== Dataset records ==
PR #123, opened 2024-05-23
Implementation for CallbackConnection.h

### LINKED ISSUE #109: Consider switching to C++20
We have received feedback that many consumers of this library have already migrated to C++20. We should evaluate if it is safe to roll forward so that newer features can be used in the interface and implementation.

### LINKED ISSUE #112: Implement and test utils::callbacks
@gregmedd already has most of the implementation, so it just needs to be copied into the appropriate files and tested.

gregmedd:
Provides both the implementation and a test for the callback connection utility.

~~Posted in draft status until some accompanying documentation describing the design for this module can be added to the PR.~~

~~Note that the current change would switch the repo to C++20, pending confirmation that we are safe to do so. This is in part because the code in this PR heavily relies on C++20 features. While it is possible to rework to use C++17 features instead, some aspects of the implementation will be more complicated.~~

resolves #112

### DIFF
--- a/docs/design/utils/CallbackConnection.md
+++ b/docs/design/utils/CallbackConnection.md
@@ -1,0 +1,382 @@
+# Callback Connection: Scope-managed callbacks as connected pairs of handles
+
+The Callback Connection module aims to improve safety around the use of
+callback functions. It provides each participant in a callback relationship,
+the _Caller(s)_ and _Callee_, a handle representing that connection. When
+either handle is discarded, the connection is broken with no manual
+intervention (i.e. unregistering the callback) required.
+
+## Background
+One of the core philosphies behind modern C++ is _Resource Acquisition is
+Intialization_, or **RAII**, wherein the core tenets are:
+
+* Resource acquisition occurs at object creation
+* Resource release occurs at destruction
+
+Which is to say, resources are only held while the owning object exists.
+Combined with C++'s destroy-at-scope-exit object lifecycle management, this
+provides a critical safety advantage over separate acquisition and release
+semantics. Regardless of the code path taken to exit a scope, the required
+resource release will occur.
+
+As the C++ Core Guidelines puts it: [Don't leak any resources][cpp-core-raii].
+
+This philosophy is applied throughout the C++ Standard Library. For example,
+[`std::unique_ptr`][cpp-ref-uniq] replaces paired `new`/`delete` calls with
+a scoped object. Discard the `unique_ptr` and the memory resource it holds
+is released.
+
+## Design
+
+The Callback Connection module provides an RAII model for representing a
+connection between an owner and a user of a callback function. This function
+serves as the resource, with the owner of this resource (the _callee_) creating
+a connection to a non-owning _caller_ that is expected to utilize the callback
+function in the future. Each participant in this connection is provided a
+handle that, when discarded, automatically severs the connection.
+
+```mermaid
+erDiagram
+    "Callee Handle" ||--|| "Callback" : owns
+    "Callee Handle" ||..|| "Connection" : "weakly references"
+    "Connection" ||..|| "Callback" : "weakly references"
+    "Caller Handle" }|--|| "Connection": shares
+    "Caller Handle" }|..|| "Callback" : "calls (via Connection)"
+```
+
+The combination of shared, owned, and weak reference relationships allows for
+either end to break the connection. In our implementation, we will use
+[`std::shared_ptr`][cpp-ref-shared] and [`std::weak_ptr`][cpp-ref-weak] to form
+these relationships.
+
+The _Caller Handle_ breaks the connection simply by dropping its instance of
+the connection `shared_ptr` - once no more _Caller Handles_ hold a `shared_ptr`
+to the connection, the _Callee Handle's_ `weak_pointer` will become invalid
+(so long as it was not [locked][cpp-ref-weak-lock]).
+
+The _Callee Handle_ must take slightly more care when severing the connection.
+This is because the callback function may access external resources that may
+become unavailable once the _Callee Handle_ believes the conneciton is broken.
+As such, when the _Callee Handle_ attempts to sever the connection, it must
+set a flag in the _Connection_ to prevent any new callbacks from executing,
+then wait until all currently execting callbacks have completed. Additional
+details of this behavior are discussed in the section on thread safety below.
+
+### Interface and Class Composition
+
+This module will provide interfaces through three objects:
+
+* `Connection`
+* `CallerHandle`
+* `CalleeHandle`
+
+```mermaid
+classDiagram
+    class CallerHandle {
+        -shared_ptr~Connection~ connection_
+        +operator()(...)
+        +reset()
+        +operator bool()
+        +operator==(shared_ptr~Connection~)
+    }
+    class Connection {
+      -weak_ptr~function~ callback_
+      +establish(...)$
+      +operator()(...)
+      -sever()
+    }
+    class CalleeHandle {
+        -weak_ptr~Connection~ connection_
+        -shared_ptr~function~ callback_
+        -optional~cleanup_function~ cleanup_
+        +reset()
+        +operator bool()
+    }
+
+    CalleeHandle *.. Connection
+    CallerHandle *-- Connection
+```
+
+The `Connection` object represents the connection between the two handles.
+It is templated on both the return type and argument types of the callback
+function. Pairs of connected handles are created using its static `establish()`
+method:
+
+```
+using Callback = std::function<ReturnT(Args...)>;
+using Cleanup = std::function<void(shared_ptr<Connection>)>;
+using ConnectedPair = std::tuple<CalleeHandle, CallerHandle>;
+
+static ConnectedPair establish(Callback&& cb, std::optional<Cleanup>&& = {});
+```
+
+When establishing a connection, a callback function must be provided.
+Additionally, an optional cleanup function can be provided that will be called
+when the connection is broken from the _callee_ side. This will be provided
+a value that can be checked against any held `CallerHandle` instances in a
+container, such as might be found in a callback registry for a messaging
+service.
+
+As `CalleeHandle` owns the callback function, it is non-copyable. However, it
+can be moved. The holder of a `CalleeHandle` can break the connection in one of
+two ways: discarding the object, or calling `reset()` which restores
+`CalleeHandle` to its default, non-connected state.
+
+`CallerHandle` can be copied as it might need to be shared in the context of
+providing a service (e.g. when serving callbacks using a thread pool). It
+provides a function call operator that will check the status of the connection
+then forward all arguments to the callback function. The holder(s) of a
+`CalleeHandle` can break the connection by discarding or calling `reset()` on
+ _all_ instances of the handle.
+
+Both `CalleeHandle` and `CallerHandle` provide conversion operators to `bool`
+that will return `true` if the connection is still active or `false` if the
+connection has been severed.
+
+### Thread Safety and Parallel Access
+
+In many systems using callback functions, it is likely that the _Caller_ and
+_Callee_ will operate from separate execution contexts. Further, some patterns
+may allow for multiple simultaneous invokations of the same callback function.
+
+On the _Caller_ side, each separate copy of the `CallerHandle` instance will
+have a copy of the shared pointer to the `Connection` instance. Separate copies
+of a `shared_ptr` are [guaranteed to be thread safe][cpp-ref-shared] - the
+shared state is accessed and updated atomically. No additional locking is
+required here.
+
+In the middle of both handles is the `Connection` object. A single instance
+is shared by both the _Callee Handle_ and all _Caller Handle_ copies. This
+holds a `std::weak_ptr` to the callback function. Since this is a single
+instance on the weak pointer object, manipulation of that weak pointer must
+be guarded against concurrent access. This protection is implemented with
+`std::mutex`, `std::condition_variable`, and `std::scoped_lock`:
+
+```mermaid
+sequenceDiagram
+    participant C as callback
+    box Connection
+        participant W as weak_ptr
+        participant M as mutex
+        participant L as scoped_lock
+        participant Op as operator()
+    end
+    box CallerHandle
+        participant CHOp as operator()
+    end
+    actor Events
+
+    par
+        Events --)+ CHOp: event
+        CHOp ->>+ Op: 
+        Op ->>+ L: lock(m)
+        L ->>+ M: lock()
+    and
+        Events --)+ CHOp: event
+        CHOp ->>+ Op: 
+        Op ->>+ L: lock(m)
+        L ->>+ M: lock()
+    end
+
+    M ->>- L: 
+    L ->>- Op: 
+    Op ->>+ W: lock()
+    W ->>- Op: shared_ptr copy
+    Op ->>+ L: unlock()
+    L ->>+ M: unlock()
+    M ->>- L: 
+    L ->>- Op: 
+
+    M ->>- L: 
+    L ->>- Op: 
+
+    par
+        Op ->>+ C: 
+        C ->> C: working
+        C ->>- Op: 
+        Op ->>- CHOp: 
+    and
+        Op ->>+ W: lock()
+        W ->>- Op: shared_ptr copy
+        Op ->>+ L: unlock()
+        L ->>+ M: unlock()
+        M ->>- L: 
+        L ->>- Op: 
+        Op ->>+ C: 
+        C ->> C: working
+        C ->>- Op: 
+        Op ->>- CHOp: 
+    end
+```
+
+Last is the _Callee_ side of the connection. The `CalleeHandle` for a given
+connection cannot be copied and is expected to have a single owner. It is not
+shared. As such, its implementation does not need to directly address
+concurrency or locking.
+
+#### Severing the Connection with Active Calls
+
+There is one case where additional care is required around locking: severing
+the connection from the _Callee_ side while there are active calls to the
+callback function. We must ensure that resources used by the callbacks are
+not released while they are still executing.
+
+The owner of the _callee handle_ will, in most cases, have initialized the
+resources the callback depends on before connecting the callback. When this is
+the case, C++ will delete the resources in the reverse of the initialization
+order. Consider this code:
+
+```
+int countEventRate() {
+    atomic<int> eventsSeen{0};
+    auto handle = listenForEvents([&eventsSeen]() { ++eventsSeen; });
+    std::this_thread::sleep_for(1s);
+    return eventsSeen;
+}
+```
+
+The `handle` will be deleted before `eventsSeen`. In order to achieve our goal
+of keeping resources alive until callbacks complete, the destruction of the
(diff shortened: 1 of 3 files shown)


test/coverage/utils/CallbackConnectionTest.cpp
gregmedd, line 1: This test could really use some comments explaining what it is doing and why it's running specific checks.

include/up-cpp/utils/CallbackConnection.h
gregmedd, line 1: Add a design doc file that at least explains the locking behavior around `sever()` with a sequence diagram.

CMakeLists.txt
```diff
@@ -22,7 +22,7 @@ find_package(up-core-api REQUIRED)
 # This is the root CMakeLists.txt file; We can set project wide settings here
 # TODO: Is this needed?
 if(${CMAKE_SOURCE_DIR} STREQUAL ${CMAKE_CURRENT_SOURCE_DIR})
-	set(CMAKE_CXX_STANDARD 17)
+	set(CMAKE_CXX_STANDARD 20)
```
gregmedd, line 25: Should the changes to switch to C++20 move to a different PR? Or are we OK reviewing them here since the implementation of the callback utils requires it right now.

gregmedd:
The CI issues here are caused by a recent change in up-spec. A PR to fix it is pending: https://github.com/eclipse-uprotocol/up-spec/pull/161

.github/workflows/ci_conan_profile
stevenhartley, line 1: Why do we need this? Is this how CCI handles testing building for different configurations? How would we test for the arm/arch64, etc...

gregmedd: We need this to select C++20 instead of the default C++17 in the github build environment.

Profiles are how CCI (and conan in general) handle different build configurations and targets. We could add more profiles to test cross-compilation if we wanted. I believe github also has armv8 runners, so we could take the cross-compiled build then run the tests on a real arm core.

include/up-cpp/utils/CallbackConnection.h
```diff
@@ -164,33 +202,48 @@ struct [[nodiscard]] CalleeHandle {
...
+	void reset() {
+		callback_.reset();
+		// Forces us to wait until all active callbacks have returned
+		if (connection_) {
+			connection_->sever();
+		}
+		// Optionally, let someone know they need to clean up
+		if (cleanup_) {
+			(*cleanup_)(connection_);
+		}
```
gregmedd, line 245: Unit test doesn't cover the true branch of this check.

gregmedd:
Pulling back to draft status so I can split the commits.

CMakeLists.txt
gregmedd: The change to C++20 has been removed from this PR. New PRs to follow.

gregmedd:
PR is ready for review again. C++20 changes have been split out and will be put in a separate PR.

debruce (commented):
Given that there is a unit test, I would presume that technical validation of this design has occurred. Of course I will still go through it on a technical basis to review. However, up front, it seems reasonable to ask why this is needed at all, since it isn't a pattern I'm aware of being discussed for std inclusion, nor have I seen the idea in Boost. I did a working demo that does have the need for this.
It seems that registerListener() is the source of the need. The need for callbacks occur in rpc server, subscriber, and notification server, but not in rpc client since that is being handled by a future. In each needed case, there is deregistration on the Zenoh-cpp API or its alternative, and deregistration from possible thread pools or destruction of a thread pool, etc. It seems that the intent of this design is that registerListener() interacts with Zenoh-cpp, and the destruction of the thread pool or other resources has to be handled has a call path from higher level code. If the design were to have a subscriber object, for example, that implements Zenoh-cpp reg/dereg, and the thread pool, and allows for derivation or shared_ptr holding to bond the callback behavior to the subscriber object, then there is no possibility for things to get out-of-sync between listener registration and other resource deallocation.
Having said that, I think it's instructive to look at a hypothetical case of resources to be deallocated, because the simple callback case (for subscriber example) can just be a std::function<void (UMessage)>. A unit test for this feature should only have to deal with such a signature. Beyond a simple unit test, you may want to have the callback be able to record information that its seeing into a data structure for aggregate analysis on exit, or whatever. For a case like this, the top level object contains the aggregating info data structure, the callback as a callable method within this class (or a lambda function customizing to the class method), and a unique_ptr or suitable ref to the subscriber object. The parent object's life/death cycle contains the subscriber object's life/death cycle, and the subscriber object's life/death cycle controls Zenoh-cpp (or other) registration/deregistration under the hood. There should not be a registerListener() method. Its roile should be implicitly filled by the construction and destruction of the subscriber API object.
Having said this, I wish I could have gotten these basic points across a month ago.

debruce:
In a follow-up to the above comment, I would repeat Steven's question about 'why do we need this'. Expecting C++20 to cover for a basic design issue seems risky and unwise. RAII suuggests a simpler path than this compositional approach extending up to the API.

docs/design/utils/CallbackConnection.md
gregmedd, line 1: Remove references to C++20 from this design. That can be saved for a future PR.

.github/workflows/ci_conan_profile
gregmedd: This has been removed. It will be handled in a separate PR.

gregmedd:
> In a follow-up to the above comment, I would repeat Steven's question about 'why do we need this'.

@debruce - I am assuming you are talking about [this comment](https://github.com/eclipse-uprotocol/up-cpp/pull/123#discussion_r1613766594). Steven was asking why I had added a conan profile file to the CI. However, that has since been removed and this PR no longer involves any C++20 features.

> Expecting C++20 to cover for a basic design issue seems risky and unwise. RAII suuggests a simpler path than this compositional approach extending up to the API.

I don't know where you're coming from on this. I don't expect C++20 to _cover for a basic design issue_. It simply provides library features that implement the same functionality with less code on our end.

gregmedd:
@debruce - I'm going to copy something I wrote near the end of my reply up to the top because I feel it might be the core of the misunderstanding here:

`Subscriber` is a layer 2 API and `UTransport` is a layer 1 API. It must be possible to use `UTransport` without using `Subscriber`. We have some use cases that will operate entirely at L1. We _cannot_ remove `registerListener()` from `UTransport`.

----

> However, up front, it seems reasonable to ask why this is needed at all, since it isn't a pattern I'm aware of being discussed for std inclusion, nor have I seen the idea in Boost.

It is needed to provide an alternative to a separate `unregisterListener()` interface. That risks leaving callbacks registered even after the code that initially registered the callback has long since returned and discarded its data. It is fairly common in the standard library to provide interfaces where the destruction of an object cleans up some state in order to avoid requiring a separate call to do so. See `std::lock_guard` and `std::unique_ptr`.

As for this exact concept being included in the std library or Boost: lots of code exists in the world that is not included in those places. It does not invalidate that other code. In the case of this particular model (representing a callback registration as a connection with discardable handles), I have seen it used very successfully in several code bases.

> I did a working demo that does have the need for this. It seems that registerListener() is the source of the need. The need for callbacks occur in rpc server, subscriber, and notification server, but not in rpc client since that is being handled by a future.

`registerListener()` and the issues caused by requiring a separate `unregisterListener()`, yes. That is the source of the need. Additionally, this provides a mechanism for the caller end to signal to the callee end that it is no longer using the callback (e.g. in the case of RPC response handlers, or when the transport has shut down).

> In each needed case, there is deregistration on the Zenoh-cpp API or its alternative, and deregistration from possible thread pools or destruction of a thread pool, etc.

I'm not sure what zenoh-cpp has to do with this at all.

> It seems that the intent of this design is that registerListener() interacts with Zenoh-cpp,

The intent of this design is that, when a callback is registered, a contract is formed between the calling and called parties. They are each given a handle representing that contract and, so long as that handle is held, the contract remains valid.

> and the destruction of the thread pool or other resources has to be handled has a call path from higher level code.

I don't follow.

> If the design were to have a subscriber object, for example, that implements Zenoh-cpp reg/dereg, and the thread pool, and allows for derivation or shared_ptr holding to bond the callback behavior to the subscriber object, then there is no possibility for things to get out-of-sync between listener registration and other resource deallocation.

TBH what you have described here does not sound too dissimilar from what is implemented here. However, you have to consider that the "subscriber" (callee) is potentially executing in a separate context from the transport, and callbacks could potentially be executing when the subscriber tries to deregister. Additional care is required to ensure that callbacks are allowed to return before the contract is broken.

> Having said that, I think it's instructive to look at a hypothetical case of resources to be deallocated, because the simple callback case (for subscriber example) can just be a std::function<void (UMessage)>.

Don't forget that the `std::function<void(UMessage)>` could be a lambda with captures.

> A unit test for this feature should only have to deal with such a signature.

Sure, but not all of the places we use this module have the exact same callback signature (see `RpcServer`). It adds very little actual complexity to make it generic.

> Beyond a simple unit test, you may want to have the callback be able to record information that its seeing into a data structure for aggregate analysis on exit, or whatever. For a case like this, the top level object contains the aggregating info data structure, the callback as a callable method within this class (or a lambda function customizing to the class method), and a unique_ptr or suitable ref to the subscriber object.

The callback _can_ access other data to record aggregate information. The callback can access class members if it is a class method, or it can access anything it captures if it is a lambda. Alternatively, interfaces wanting to allow callbacks to return a value (see `RpcServer`) can do so by setting the `RT` template parameter to some non-void value.

Providing a mechanism for callbacks to aggregate information goes beyond the scope of the code in this review.

> The parent object's life/death cycle contains the subscriber object's life/death cycle, and the subscriber object's life/death cycle controls Zenoh-cpp (or other) registration/deregistration under the hood. There should not be a registerListener() method. Its roile should be implicitly filled by the construction and destruction of the subscriber API object. Having said this, I wish I could have gotten these basic points across a month ago.

I feel like this has been said many times, but `Subscriber` is a L2 API and `UTransport` is a L1 API. It must be possible to use `UTransport` without using `Subscriber`. We have some use cases that will operate entirely at L1. We _cannot_ remove `registerListener()` from `UTransport`.

However, most uE code _will_ use L2 interfaces like `Subscriber`, and in that case the entire `registerListener()` thing is done for them by the L2 object.

gregmedd:
@debruce - I have a request going forward: Can you please make all comments from the _files changed_ tab of this PR, highlighting the exact lines you are commenting on? I would like to keep this review focused on whether the code is ready to be merged. The use of this model for representing callbacks has already been litigated several times.

stevenhartley (approved):
LGTM, please get +1 from another C++ developer

include/up-cpp/utils/CallbackConnection.h
```diff
@@ -118,79 +150,151 @@ struct [[nodiscard]] Connection {
...
+				callback = callback_;
+			}
+
+			if (auto locked_cb = callback.lock(); locked_cb) {
+				(*locked_cb)(std::forward<Args>(args)...);
+			}
+
+			notify_if_expired(std::move(callback));
+		}
+	}
```
gregmedd, line 168: So I just figured out a way to combine both `operator()` versions into a single implementation. Any interest in me adding that to this PR? I think it would probably be better in the long run; it avoids two places where possible fixes could be needed.

billpittman: I suggest putting that change in another PR, this one is close to submission.

gregmedd: I'll hold off on this unless there are other changes requested.

include/up-cpp/utils/CallbackConnection.h
```diff
@@ -200,14 +304,97 @@ struct [[nodiscard]] CalleeHandle {
...
+	///     * True if the connection is valid (i.e. at least one other
+	///       reference to the connection still exists).
+	///     * False if the connection has been broken (i.e. This handle has
+	///       been reset/moved, or all other references to the connection
+	///       have been discarded)
+	explicit operator bool() const { return connection_ && (*connection_); }
+
+	/// @throws BadCallerAccess if this handle has been default constructed OR
+	///         reset() has left it without a valid conneciton pointer.
+	auto operator()(Args&&... args) {
```
MarkStokes71, line 363: These uses of auto are non-compliant to Autosar.  Here's a reference: Rule A7-1-5

include/up-cpp/utils/CallbackConnection.h
```diff
@@ -200,14 +304,97 @@ struct [[nodiscard]] CalleeHandle {
...
+			throw BadCallerAccess(
+			    "Cannot call a CallerHandle that is in the reset state");
+		}
+		return (*connection_)(std::forward<Args>(args)...);
+	}
+
+	/// @brief Comparison based on connection pointer value
+	///
+	/// Allows `CallerHandle` to be stored in a container that sorts on value.
+	auto operator<(const CallerHandle& other) const {
```
MarkStokes71, line 383: Is the point of this to allow sorted lists by caller address?  This doesn't seem to provide any value.

test/coverage/utils/CallbackConnectionTest.cpp
```diff
@@ -23,16 +28,469 @@ class TestFixture : public testing::Test {
...
+			// Callable dropped here
+		}
+		EXPECT_FALSE(handle_outside);
+	}
+
+	// If multiple copies of the callable end are held, dropping one doesn't
+	// break the connection.
+	{
+		auto [handle, callable] = getPair();
+		auto other_callable = callable;
```
MarkStokes71, line 145: Point of note, test code does not need to be Autosar compliant.

MarkStokes71 (commented):
Nice work.

include/up-cpp/utils/CallbackConnection.h
gregmedd: It allows for handles to be stored in a `std::map` if needed for reverse lookups during the cleanup operation

include/up-cpp/utils/CallbackConnection.h
gregmedd: Autosar is not, to my knowledge, a requirement of up-cpp

test/coverage/utils/CallbackConnectionTest.cpp
gregmedd: Per Autosar A7-1-5:

> The auto specifier shall not be used apart from following cases: (1) to declare
that a variable has the same type as return type of a function call...

This use of `auto` is Autosar compliant.

include/up-cpp/utils/CallbackConnection.h
gregmedd: Reviewing Autosar A7-1-5, this use of `auto` would be allowed with a trailing return type to aid in type deduction:

> The auto specifier shall not be used apart from following cases: ... (4) to declare a function template using trailing return type syntax.

Based on that, a compliant fix would be:
```suggestion
	auto operator()(Args&&... args) -> decltype(*connection_)(std::forward<Args>(args)...)) {
```

(yes, the examples provided for a valid case 4 in Autosar A7-1-5 do use `decltype()` like that)

Personally, I find using a trailing return type in this context redundant - the exact same type deduction will occur regardless since the code that generates the return is copied twice.

Incidentally, Autosar has been merged with MISRA for C++17 and up based on what I've read, so the referenced rules are likely out of date for projects using anything after C++14.

include/up-cpp/utils/CallbackConnection.h
gregmedd: Change committed. I'll push it once I've addressed more of the comments.

include/up-cpp/utils/CallbackConnection.h
```diff
@@ -86,7 +97,10 @@ struct [[nodiscard]] Connection {
 	///       not been reset).
 	///     * False if the connection has been broken (i.e. the Handle was
 	///       discarded or reset).
-	explicit operator bool() const;
+	explicit operator bool() const {
```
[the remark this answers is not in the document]
gregmedd: Added `isConnected()` methods.

include/up-cpp/utils/CallbackConnection.h
```diff
@@ -118,79 +150,151 @@ struct [[nodiscard]] Connection {
...
+struct BadConnection : public std::runtime_error {
+	template <typename... Args>
+	BadConnection(Args&&... args)
+	    : std::runtime_error(std::forward<Args>(args)...) {}
+};
+
 template <typename RT, typename... Args>
 struct [[nodiscard]] CalleeHandle {
 	using Conn = Connection<RT, Args...>;
 	using Callback = typename Conn::Callback;
```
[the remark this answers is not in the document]
gregmedd: Removed. It does mean that the `typename` keyword becomes necessary, so instead of `shared_ptr<Callback>` it will read `shared_ptr<typename Conn::Callback>`.

include/up-cpp/utils/CallbackConnection.h
```diff
@@ -118,79 +150,151 @@ struct [[nodiscard]] Connection {
...
+/// reason.
+struct BadConnection : public std::runtime_error {
+	template <typename... Args>
+	BadConnection(Args&&... args)
+	    : std::runtime_error(std::forward<Args>(args)...) {}
+};
+
 template <typename RT, typename... Args>
 struct [[nodiscard]] CalleeHandle {
 	using Conn = Connection<RT, Args...>;
```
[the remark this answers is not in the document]
gregmedd: I agree - I don't like them. But it's not possible to have `using Connection = Connection<RT, Args...>` and putting the full templating list everywhere, in my opinion, makes the code harder to read. So given the list of not great choices, this isn't the worst option for readability.

test/coverage/utils/CallbackConnectionTest.cpp
gregmedd: (I know I submitted another comment here, but it's not showing up so I'm trying again)

I must have needed more sleep when I wrote that earlier comment. The letter of the requirement in A7-1-5 would say that `auto other_callable = callable` is not allowed. However, the _meaning_ of exception 1 effectively applies here. There is no intervening code between the line before where a value is assigned auto from a function return and where that value is immediately copied to another value. The type inferences operate the same in both cases. There would be little to no value in the first use of `auto` it the second use were not allowed.

include/up-cpp/utils/CallbackConnection.h
gregmedd: I think where we are at is that we need to see if we can get our hands on MISRA C++ 2023 to check the latest guidance for C++17 and C++20. We will also be asking for static analysis to be run against this code base. For the moment, I'd like to defer these changes until we have the appropriate references. There are several P0 and P1 issues waiting on the completion of this module. We will make a clean-up pass when possible to address MISRA/AUTOSAR compliance.

test/coverage/utils/CallbackConnectionTest.cpp
gregmedd: Tracking request in #154

include/up-cpp/utils/CallbackConnection.h
gregmedd: Tracking request in #154

gregmedd:
All open threads have either been resolved or moved to an issue to track for future work. Once an approval is added (@MarkStokes71, if you are ok with the state of this PR), this PR can be merged.

MarkStokes71 (approved):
===
| Task goal |
Copy every line of the entries in which "most" can be found.

| Result of this exercise |
@gregmedd already has most of the implementation, so it just needs to be copied into the appropriate files and tested.
+The owner of the _callee handle_ will, in most cases, have initialized the
However, most uE code _will_ use L2 interfaces like `Subscriber`, and in that case the entire `registerListener()` thing is done for them by the L2 object.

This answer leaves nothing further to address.